This week has been a bit of a challenge around bedtime. Ben typically is in bed between 8:30 and 9:00 at night, and is quiet and goes to sleep pretty fast. This week, not so much. So, last night Ben asked me to lie down next to him. In his toddler bed. That's quite a challenge, even for a small one like myself! I did it anyway. Ben had his back toward me at first, and he was arranging his teddy bear and whispering. At first I couldn't tell what it was he was saying, until I started listening really hard-- He was giving his teddy bear kisses, and telling him to "Seep good, okay? Okay." After he put his teddy bear to bed, he rolled over, gave me kisses on my head, told me he loved me while he rested his hand on my cheek, and said the same thing, "Seep good, okay Mommy?" I fell in love.
Claire, too-- this week has been hard to get her down. She hasn't been her normal self. She's been really restless, and wiggley. Then, last night as I was rocking her to sleep, she just went back to normal. She totally relaxed herself in my arms, and she looked up at me for such a long time.

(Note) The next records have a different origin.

PR #2187, opened 2021-12-03
Fix OpenTable Cypress tests by mocking network call

olafleur-godaddy:
### Description
This PR fixes and solidifies the OpenTable Cypress tests by mocking the API call. 
As @AnthonyLedesma said : 
"We are not testing the availability of the API but rather that the block reacts as expected with typical API response"

### Types of changes
Tests improvement

### Checklist:
- [X] My code is tested


olafleur-godaddy:
Putting this PR on hold for the moment, as there seems to be a real problem with the block.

Claire coos a lot when she's getting ready to go to sleep, and she did that for so long. I love it because it feels like she is having an actual conversation with me. I fell in love again.
Sometimes being a mommy is really hard, and other times everything about it that's hard just melts away.
By the way, today is Josh's birthday!! Every day I'm glad that I have him with me, as my companion. He's wonderful.
That is so cute. I can't wait to have babies . . . ;)
ReplyDeleteIsn't being a mom great! I love those "sweet and tender mom moments." It makes this life worthwhile. =)
ReplyDeleteI dido Kristin. A lot of the time I am afraid to have children, I think because I see moms all around me struggeling w/ kicking and screaming children:) But then I hear about moments like these and I remember again what this life is all about. Thanks for sharing Em.